Miller elegeu Gérard Depardieu para o protagonista aprisionado e melancólico (assiste a Rebecca de Hitchcock numa das primeiras cenas), enfiado em viagens de carro que atravessam montanhas de Inverno, combinação de doçura e de fúria, acentuada no uso do corpo, um invencível nas cenas de luta. As adaptações alinham no espirito do livro, no desprezo do solitário protagonista pelas convenções, homicídios executados como actos ordinários, crimes sem castigo, um mundo irracional e repleto de ambiguidades.
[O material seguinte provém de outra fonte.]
PR #3471, opened 2024-11-13
run ForkTsCheckerWebpackPlugin only in dev env

christianvogt:
## Description

`ForkTsCheckerWebpackPlugin` was type checking all files including cypress files. Since we omit optional dependencies, errors were found type checking cypress files. 

The fix here is to only run `ForkTsCheckerWebpackPlugin` in dev environment as previous done before the change that introduced it.

## How Has This Been Tested?

- delete your `node_modules` folders
- `npm ci --omit=optional` from the root
- build the frontend dir: `npm run build`
- should succeed without error

## Test Impact

N/A

## Request review criteria:

If you have UI changes: 


mturley (approved):
Works for me locally

PR #3477, opened 2024-11-14
Add global pipeline runs table and related pages

DaoDaoNoCode:
JIRA: [RHOAIENG-15515](https://issues.redhat.com/browse/RHOAIENG-15515)

## Description

Mockup: https://www.figma.com/proto/etbN0ccCcZR1qKCpJXQNAg/Pipeline-phase-2?page-id=12031%3A86470&node-id=13557-54401&node-type=frame&viewport=684%2C2924%2C0.16&t=EJ7m1wDhh89XnSGs-1&scaling=scale-down-width&content-scaling=fixed&starting-point-node-id=13557%3A54381

Follow the mockup to add the global pipeline runs page and make all the changes as needed to adapt to it and reuse the components.

Screenshot 2024-11-14 at 4 12 45 PM

This PR does the following things:
1. Add the global pipeline runs page, which will show all the pipeline runs, and you can view both the experiment and pipeline version column on the table
2. Optimize the way to fetch the experiment for each run. Now it fetches all the experiments on the initial load, which significantly reduces the number of network calls
3. Allow users to compare runs from different experiments, and scope the experiment compare runs page within the experiment context (which means if you are comparing runs from an experiment, the Experiment column will be hidden and you can not add runs from other experiments to compare)
4. Add separate routes for run/schedule details, create run/schedule, and duplicate run/schedule so it won't affect other pages.
5. Fixing a bug that the runs table was making mlmd metrics calls that are not used, which made it very slowly loaded, now it's fixed
6. Re-organized some codes to make it more readable and easier to maintain

## How Has This Been Tested?

Click around everything on the new page, make sure nothing is broken and everything works as expected.

## Test Impact

N/A for this round, may add it later. A lot of tests are covered by other pages, as long as the URL is jumping correctly, the components should be fine.

## Request review criteria:

If you have UI changes: 


frontend/src/concepts/pipelines/content/tables/pipelineRun/PipelineRunTableRowExperiment.tsx
```diff
@@ -1,31 +1,45 @@
...
   experiment,
   loaded,
+  error,
 }) => {
   const { namespace } = usePipelinesAPI();
+
+  if (error) {
+    return (
+      <Tooltip content={error.message} position="right">
+        <div className="pf-v5-u-disabled-color-100 pf-v5-c-truncate__start">{displayName}</div>
```
Gkrumbach07, line 27: whats with the class names? are they needed

Gkrumbach07 (commented):
this all looks good. just had a comment about a styling thing. Things function in code well too

Gkrumbach07 (commented):
Found that it is allowed to restore a run from the global runs page via both bulk and row restore buttons. this gives an error if its experiment is archived. in experiments we disable the buttons.

same thing happens when restoring a run when experiment is deleted

frontend/src/concepts/pipelines/content/tables/pipelineRun/PipelineRunTableRowExperiment.tsx
DaoDaoNoCode: Hmm, good question. I just copied what it has in `PipelineVersionLink`, I will double-check and see if I can remove it.

pnaik1:
The functionality looks good, working great, some comments here

- I still see the error which Gage mentioned above

Screenshot 2024-11-18 at 4 14 21 PM In experiment the restore is been disabled with the reason provided in tooltip

- Its mentioned in the  [jira-issue](https://issues.redhat.com/browse/RHOAIENG-15515#:~:text=Add%20%22/pipelineRuns/%24%7Bnamespace%7D/runs/%24%7BrunId%7D%22%20to%20make%20sure%20we%20can%20view%20the%20Run%20Details%20page%20on%20this%20URL%2C%20and%20set%20the%20Breadcrumb%20to%20%22Runs%20%2D%20%7Bnamespace%7D%20%3E%20Runs%20%3E%20%7Brun%20name%7D%22), breadcrumb should be of this form, But this is what I see in UI
Screenshot 2024-11-18 at 4 56 07 PM

I see most of the work from this [issue-15518](https://issues.redhat.com/browse/RHOAIENG-15518) is covered here
But there are some changes which I can take into account

- The route should be of this form [route](https://issues.redhat.com/browse/RHOAIENG-15518#:~:text=/pipelineRuns/%24%7Bnamespace%7D/runs,runs%20table%20toolbar) (missing /runs/ here) 
- Navigating to `manage runs page` from experiment list, I can see all the runs being displayed also from different experiments

DaoDaoNoCode:
@pnaik1 Hi! Thanks for the review. I will double-check the first issue you mentioned. As for the breadcrumb, after consideration, I think there is no need to show `Runs` in the breadcrumb item because all the pages are about runs. So I will update the JIRA ticket.
It's really hard not to cover most of the [issue-15518](https://issues.redhat.com/browse/RHOAIENG-15518) because there are related and reused a lot, now we don't have feature flags so I cannot push something up that's not working. In that case, I need to make sure they are linked correctly. I will also check the 2 points you mentioned at the bottom to see if I can fix them in this PR. Thanks!

pnaik1:
@DaoDaoNoCode Thanks for the changes, I see `manage run page` correctly filters the runs when navigated from experiment page.

I still see the error  when experiment is archived and I try to deleted the `archived run` of the `archived experiment` from `global run page`, is this expected?? 
Screenshot 2024-11-18 at 4 14 21 PM
 
and also I am not able to delete the archived run of which experiment is `deleted` from global run page

https://github.com/user-attachments/assets/bdef8702-d54e-4ef0-afe8-031a57292f8d

dpanshug (approved):
/lgtm All the functionality and error mentioned above are working fine.

DaoDaoNoCode:
hi @pnaik1, this is the expected behavior for now. I will create another JIRA ticket because we might need UX support here. We should not block the bulk selection of runs that can be either restorable or not for now. What we can do in only to disable the row action.

Gkrumbach07:
This looks good, bulk restore will be talked about with UX
/lgtm

PR #3478, opened 2024-11-14
Search params pipelines

Gkrumbach07:
https://issues.redhat.com/browse/RHOAIENG-15514

## Description

- Modified usePipelineFilter hook to support URL search parameters
- Updated pipeline run tables and job tables to use the new URL persistence feature (you should be able to flip this on for anyone using the usePipelineFilter, i kept some disabled)
- Changed compare runs parameter from runs to compareRuns in URL to prevent conflicts in search params

## How Has This Been Tested?

- Pipeline Run Table Filters
  - Navigate to pipeline runs table
  - Apply various filters:
    - Name filter
    - Created At filter
    - Status filter
    - Experiment filter
    - Pipeline Version filter
  - Verify the URL updates with the filter parameters
  - Refresh the page and confirm filters persist
- Recurring Run Table (same stuff)
- Compare Runs Feature
  - Select runs to compare
  - Verify URL uses compareRuns parameter instead of runs
   - Check that search filter params and compare selections work correctly
- Edge Cases
  - Test clearing filters and verify URL parameters are removed
  - Test invalid URL parameters (they should not be deleted)

## Test Impact

added tests for hook and updated compare runs tests

## Request review criteria:

If you have UI changes: 


DaoDaoNoCode (commented):
If you put some invalid string like `%` in the search field, it will crash the page. Maybe we should look into either silence the error (probably not a safe way) or prevent them from inputting the invalid characters?
Screenshot 2024-11-15 at 9 31 38 AM

DaoDaoNoCode:
Maybe we can follow what the `Create after` field is doing.
Screenshot 2024-11-15 at 9 40 53 AM

Gkrumbach07:
@DaoDaoNoCode I think i can escape the character. so just convert it to something url safe?

DaoDaoNoCode:
@Gkrumbach07 Yeah, that solution sounds good to me to escape all the special characters in the URL. Just need to make sure to revert them back in the filter chips on UI.

frontend/src/concepts/pipelines/content/tables/usePipelineFilter.ts
```diff
@@ -49,9 +80,28 @@ const usePipelineFilter = (
...
+            pathname: window.location.pathname,
+            search: currentSearchParams.toString(),
+          },
+          { replace: true },
+        );
+      }
+    }, [persistInUrl, navigate]),
   };
 
+  const cleanPredicateValue = (value: string) => encodeURIComponent(value.replace(/\\/g, '\\\\'));
```
DaoDaoNoCode, line 103: This is not needed any more when you do `encodeURIComponent` on https://github.com/opendatahub-io/odh-dashboard/blob/main/frontend/src/api/pipelines/custom.ts#L45 and change it to `encodeURIComponent(JSON.stringify({ predicates: params.filter.predicates }))`

DaoDaoNoCode (commented):
Besides the comment I left above, there are 2 places that still need encoding - [Artifacts table](https://github.com/opendatahub-io/odh-dashboard/blob/main/frontend/src/pages/pipelines/global/experiments/artifacts/ArtifactsTable.tsx#L78) and [Executions table](https://github.com/opendatahub-io/odh-dashboard/blob/main/frontend/src/pages/pipelines/global/experiments/executions/ExecutionsTableToolbar.tsx#L35). These 2 lines need to add `encodeURIComponent` to avoid crashing.

One more question - Can we parse the filter to the display name of an experiment/pipeline version when first loading the page? For examp
le, now you can go to the experiment runs list, and filter it by the pipeline version, and the filter chip is showing correctly with its display name.
Screenshot 2024-11-15 at 1 08 18 PM
However, when you refresh the page, the filter still applies while the chip is showing the pipeline version id as it's shown in the search params, but not parsing it to the display name. Is it possible to find and parse it? If the version does not exist, I think it's fine to show the id (or is there a better way if the user randomly inputs a non-exist version in the search params?)
Screenshot 2024-11-15 at 1 08 48 PM

DaoDaoNoCode (approved):
It lgtm, as long as the tests are fixed it should be good to go. Thanks for the work!
/lgtm

DaoDaoNoCode (approved):
/lgtm

DaoDaoNoCode (approved):
/lgtm

PR #3482, opened 2024-11-15
Fix NIM selection issue

andrewballantyne:
(I'll have to create an issue -- don't think we have it yet)

## Description

Fixes the issue where if KServe is the only thing installed, NIM doesn't appear as an option and it auto-selects KServe.

## How Has This Been Tested?

Not having MM installed then installing the NIM tile & then creating a new project

## Test Impact

Test fixes -- no new tests

## Request review criteria:

If you have UI changes: 

### DIFF
--- a/frontend/src/pages/modelServing/screens/global/EmptyModelServing.tsx
+++ b/frontend/src/pages/modelServing/screens/global/EmptyModelServing.tsx
@@ -2,15 +2,12 @@ import * as React from 'react';
 import { Button } from '@patternfly/react-core';
 import { useNavigate } from 'react-router-dom';
 import { ModelServingContext } from '~/pages/modelServing/ModelServingContext';
-import { getProjectModelServingPlatform } from '~/pages/modelServing/screens/projects/utils';
-import { ServingRuntimePlatform } from '~/types';
 import useServingPlatformStatuses from '~/pages/modelServing/useServingPlatformStatuses';
 import EmptyDetailsView from '~/components/EmptyDetailsView';
 import { ProjectObjectType, typedEmptyImage } from '~/concepts/design/utils';
 import { ProjectSectionID } from '~/pages/projects/screens/detail/types';
 import ServeModelButton from '~/pages/modelServing/screens/global/ServeModelButton';
 import { getDisplayNameFromK8sResource } from '~/concepts/k8s/utils';
-import { isProjectNIMSupported } from '~/pages/modelServing/screens/projects/nimUtils';
 
 const EmptyModelServing: React.FC = () => {
   const navigate = useNavigate();
@@ -19,14 +16,9 @@ const EmptyModelServing: React.FC = () => {
     project,
   } = React.useContext(ModelServingContext);
   const servingPlatformStatuses = useServingPlatformStatuses();
-  const isKServeNIMEnabled = project ? isProjectNIMSupported(project) : false;
 
-  if (
-    (getProjectModelServingPlatform(project, servingPlatformStatuses).platform !==
-      ServingRuntimePlatform.SINGLE ||
-      isKServeNIMEnabled) &&
-    servingRuntimes.length === 0
-  ) {
+  if (servingPlatformStatuses.modelMesh.enabled && servingRuntimes.length === 0) {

A fechar as narrativas, as adaptações perdem-se do livro, da assunção de protagonismo do duplo Neumeister, uma troca como quem representa um papel, um possível contra-campo de si próprio, a ampliar a empatia do leitor.

Em Sous le Soleil de Satan (1987), Depardieu é expulso da sua paróquia e recebe de Maurice Pialat, sacerdote mais velho, o seguinte ditame: “Você não nasceu para agradar. O mundo odeia o seu desejo de poder. Quando vencerá a desconfiança e a oposição dos outros? A negação de todos? Nunca irão deixá-lo.” Pialat, como se pensasse alto, sobre o seu percurso, a antecipar a pateada na entrega da Palma de Ouro. Umas semanas com o Cinema dele: reencontro com L’ Enfance Nue (1967), reverso de Les Quatre Cents Coups (1959), sem a caução da cidade cinema de Truffaut, o inicio de uma via solitária que escolheu outras geografias, a província; Nous Ne Vieillirons Pas Ensemble (1972), um realizador à deriva e num caos sentimental, armado de uma câmara que abre caminho através de uma arruada, uma fúria que só se esbate nas viagens entre a cidade e o mar; intimidades, famílias e morte, do definhar vagaroso da mãe em La Gueule Ouverte (1974), do desaparecimento do pai no derradeiro Le Garçu (1995), um realizador tão obstinado como Van Gogh (1991) na penúria dos últimos dias, que se fez transbordar para dentro do plano, um velho padre e um pai (À nos Amours, 1983), severidade que termina em ternura; e, por fim, a performance de um corpo, do desmedido Depardieu, aos tombos com Huppert e Marceau em Loulou (1980) e Police (1985). Pialat nada nos adianta das personagens, as suas acções e a duração das cenas revelam as suas motivações, o filme constrói-se à nossa frente: idiossincrático, não há gaveta do naturalismo que o segure, uma obra comovente.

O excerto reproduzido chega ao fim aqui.